Problem statement:
Isolate every line in the records below with "into" in it.

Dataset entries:
PR #1984, opened 2024-10-04
Switch self profile to use HW counters instead of walltime (attempt 2)

Kobzol:
This is a second attempt to land https://github.com/rust-lang/rustc-perf/pull/1647, which was later reverted in https://github.com/rust-lang/rustc-perf/pull/1700.

I tried to manually SSH into the collector server and run the whole benchmark suite with `--self-profile` using icounts. It went through. I'd like to try this on the live server to see what happens. If it fails again, we'll know more to see where we should investigate the failure.

### DIFF
--- a/site/src/request_handlers/self_profile.rs
+++ b/site/src/request_handlers/self_profile.rs
@@ -460,7 +460,7 @@ pub async fn handle_self_profile(
         .benchmark(selector::Selector::One(bench_name.to_string()))
         .profile(selector::Selector::One(profile.parse().unwrap()))
         .scenario(selector::Selector::One(scenario))
-        .metric(selector::Selector::One(Metric::CpuClock));
+        .metric(selector::Selector::One(Metric::InstructionsUser));
 
     // Helper for finding an `ArtifactId` based on a commit sha
     let find_aid = |commit: &str| {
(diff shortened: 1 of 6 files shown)


site/src/request_handlers/self_profile.rs
```diff
@@ -526,7 +526,7 @@ pub async fn handle_self_profile(
         .benchmark(selector::Selector::One(bench_name.to_string()))
         .profile(selector::Selector::One(profile.parse().unwrap()))
         .scenario(selector::Selector::One(scenario))
-        .metric(selector::Selector::One(Metric::CpuClock));
+        .metric(selector::Selector::One(Metric::InstructionsUser));
```
Mark-Simulacrum, line 529: This will break all historical queries for self-profile data, right? Do we want to perhaps query for both or some other mechanism to not do that?

Kobzol: An alternative could be to first refactor self profile management (https://github.com/rust-lang/rustc-perf/issues/1896), so that we can e.g. version it, and then have some logic to detect if the archive has the old (walltime) or new (icount) version, and perform the query base on that.

But I'm not sure if people really look at old self-profile results at all, usually we're only interested in them for a brief moment after/before a PR is merged.

PR #1987, opened 2024-10-08
Avoid showing gray rectangle when width is negative

### LINKED ISSUE #1983: Odd gray region to right of graph after zooming in
To reproduce go to https://perf.rust-lang.org/compare.html and zoom in on any graph. (I've tested on Firefox and Edge on Linux)
Image

I couldn't figure out where in the code this was appearing from.

s7tya:
fixes #1983

This happens because the boundary indicating 'out of the specified range' is displayed even when the calculated width is negative.


Zentrik (approved):
LGTM

Kobzol (approved):
Thank you! :)

PR #1988, opened 2024-10-08
Expand when only one graph is selected

### LINKED ISSUE #1938: Improve rendering of history graphs
When you open the [graph history](https://perf.rust-lang.org/index.html) page with a single graph selected (common when coming from the compage page), it would be nice to show the graph over the full page, rather than just in a small box.

Also, some improvements could be made to improve the readability of the graph when it contains a wide range of values (https://github.com/rust-lang/rustc-perf/pull/1936#issuecomment-2208390792).

s7tya:
closes #1938

Though it's bit tricky that I'm using some elements' width and height to calculate graphs size, it might be somewhat useful. 

CleanShot 2024-10-09 at 01 01 21

### DIFF
--- a/site/frontend/src/graph/render.ts
+++ b/site/frontend/src/graph/render.ts
@@ -400,6 +400,8 @@ function normalizeData(data: CompileGraphData) {
 export type GraphRenderOpts = {
   // Width of the graph
   width: number;
+  // Height of the graph
+  height: number;
   // Render a title above the graph
   renderTitle?: boolean;
   // Function that can be used to hook into the rendering process
@@ -416,7 +418,7 @@ export function renderPlots(
 ) {
   const renderTitle = opts.renderTitle ?? true;
   const hooks = opts.hooks ?? {};
-  const width = opts.width;
+  const {width, height} = opts;
 
   normalizeData(data);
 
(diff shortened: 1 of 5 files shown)


Kobzol:
Thank you! I tried to make the calculations a bit simpler, and tested it with 1/4 columns on desktop/mobile. Let me know what you think!

s7tya:
Thanks! I think it looks great on mobile screens, but on larger screens, isn't the height getting fixed at 300px?

CleanShot 2024-10-10 at 08 09 24@2x

Kobzol:
It should not be (`const height = countGraphs === 1 ? window.innerHeight - top - 100 : 300;`). Did you reload the page after going out of the mobile view? It needs to be refreshed.

It looks like this on my side:
image

Kobzol:
Maybe `innerHeight` behaves different on your browser/OS? :thinking: Also, do you have the devtools closed? If they are opened, the inner height is much smaller if the devtools are docked at the bottom.

s7tya:
Suddenly, it's fixed, but I have no idea why. Anyway, if it works well on your end, let's merge it and see how it goes. I might have failed to clear my cache or something like that.

Kobzol (approved):

PR #1991, opened 2024-10-10
Improve the TUI for the benchmark suite

orhun:
See https://github.com/mainmatter/eurorust-2024-impl-Room/issues/9

cap

> [!WARNING]  
> This is a PoC - expect hackathon code quality!

### DIFF
--- a/Cargo.lock
+++ b/Cargo.lock
@@ -314,6 +314,21 @@ dependencies = [
 ]
 
 [[package]]
+name = "cassowary"
+version = "0.3.0"
+source = "registry+https://github.com/rust-lang/crates.io-index"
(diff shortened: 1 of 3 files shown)


Kobzol:
Thank you very much! I think that this is already in a pretty good shape (would be nice to eventually split the large function into a bunch of smaller once, but that's a detail).

In terms of the dependencies, the dependency count goes up from `307` to `329`. However, if we get rid of `inquire`, which shouldn't be needed since we now got `ratatui`, it goes down to `321`. And if we later also get rid of `tabled`, it goes back down to `309` :)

Answer section:
I tried to manually SSH into the collector server and run the whole benchmark suite with `--self-profile` using icounts. It went through. I'd like to try this on the live server to see what happens. If it fails again, we'll know more to see where we should investigate the failure.
   // Function that can be used to hook into the rendering process
Thank you very much! I think that this is already in a pretty good shape (would be nice to eventually split the large function into a bunch of smaller once, but that's a detail).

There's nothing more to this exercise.